## Task details
The result should be every line in the data below that carries the string "main".

## Data provided
Issue #30, opened 2026-04-21
Add write_ledger convenience function


alevy:
Part of #18. Add a `write_ledger<W: Write>(w: W, txns: &[resolution::Transaction])` function (probably in `src/lib.rs`) that serialises a slice of transactions to any `Write`-implementing sink using the existing `Display` impls. This makes it easy to generate `.ledger` files programmatically. Depends on #18a (Transaction builder) being useful first.

alevy:
Implemented in PR #59 — `write_ledger<W: Write>(txns, writer)` added to `src/lib.rs`.

PR #59, opened 2026-04-21
feat: add write_ledger<W: Write>() library function (#30)

alevy:
## Summary

- Implements `write_ledger<W: Write>(entries: impl IntoIterator<Item=resolution::Transaction>, writer: &mut W) -> io::Result<()>` in `src/lib.rs`, closing issue #30
- Exports the function from the crate root so callers use `ledger::write_ledger(...)`
- Wires the existing `Print` subcommand to call `write_ledger()` instead of its own inline loop, keeping library and CLI in sync

## Design

- Transactions are formatted via their existing `Display` impl and separated by blank lines
- The function accepts any `W: Write` sink (file, `Vec<u8>`, `BufWriter`, stdout, etc.)
- No trailing blank line is emitted after the last transaction

## Tests (6 new, all in `src/lib.rs`)

- `write_empty_iterator_produces_no_output` — empty input yields empty output
- `write_single_transaction_basic` — correct text, no trailing blank line
- `multiple_transactions_separated_by_blank_line` — blank-line separator, no trailing double newline
- `round_trip_preserves_date_and_description` — date, description, state, postings survive parse → resolve
- `round_trip_preserves_metadata_and_tags` — tags, comments, and key-value metadata survive round-trip
- `round_trip_multiple_transactions` — two transactions both survive round-trip correctly
- `round_trip_posting_with_metadata` — per-posting metadata and tags survive round-trip

## Test plan

- [x] `cargo test --lib` — 51/51 pass
- [x] `cargo test` (including doctests) — 54/54 pass
- [x] `cargo build` — clean build, no new warnings from changed code

### DIFF
--- a/src/lib.rs
+++ b/src/lib.rs
@@ -169,16 +169,7 @@ mod write_ledger_tests {
         };
         let ast_journal = p.parse(&source.to_string()).expect("parse failed");
         let hir: resolution::HIR = ast_journal.try_into().expect("resolution failed");
-        hir.entries
-            .into_iter()
-            .filter_map(|e| {
-                if let resolution::Entry::Transaction(txn) = e.data {
-                    Some(txn)
-                } else {
-                    None
-                }
-            })
-            .collect()
+        hir.transactions().collect()
     }
 
     #[test]
@@ -201,11 +192,10 @@ mod write_ledger_tests {
         write_ledger([txn], &mut out).unwrap();
         let text = String::from_utf8(out).unwrap();
 
-        assert!(text.starts_with("2024-01-15 Groceries"));
-        assert!(text.contains("Expenses:Food"));
-        assert!(text.contains("Assets:Checking"));
-        // No trailing blank line for a single transaction.
-        assert!(!text.ends_with("\n\n"));
+        assert_eq!(
+            text,
+            "2024-01-15 Groceries\n    Expenses:Food  50 $\n    Assets:Checking\n"
+        );
     }
 
     #[test]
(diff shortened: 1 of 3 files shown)


src/lib.rs
```diff
@@ -82,3 +149,200 @@ where
...
+
+        let mut out: Vec<u8> = Vec::new();
+        write_ledger([txn], &mut out).unwrap();
+        let text = String::from_utf8(out).unwrap();
+
+        assert!(text.starts_with("2024-01-15 Groceries"));
+        assert!(text.contains("Expenses:Food"));
+        assert!(text.contains("Assets:Checking"));
+        // No trailing blank line for a single transaction.
+        assert!(!text.ends_with("\n\n"));
```
alevy: These checks along with similar ones in the other tests might be better as a full expected text equality comparison for the output, rather than checking for individual substring appearance.

src/main.rs
```diff
@@ -352,11 +352,14 @@ fn main() -> Result<(), Box<dyn std::error::Error>> {
...
             let hir: ledger::resolution::HIR = ast_journal.try_into()?;
-            for entry in hir.entries {
-                if let ledger::resolution::Entry::Transaction(txn) = entry.data {
-                    println!("{txn}");
+            let txns = hir.entries.into_iter().filter_map(|e| {
+                if let ledger::resolution::Entry::Transaction(txn) = e.data {
+                    Some(txn)
+                } else {
+                    None
                 }
```
alevy: This should probably be put into a helper method on the `HIR` type `transactions()` that returns an iterator over only the transaction entries. It's not strictly part of the funcationality in this PR, but seems sufficiently warrented for making this PR an actual ergonomic improvement.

## Reply to the exercise
src/main.rs
@@ -352,11 +352,14 @@ fn main() -> Result<(), Box<dyn std::error::Error>> {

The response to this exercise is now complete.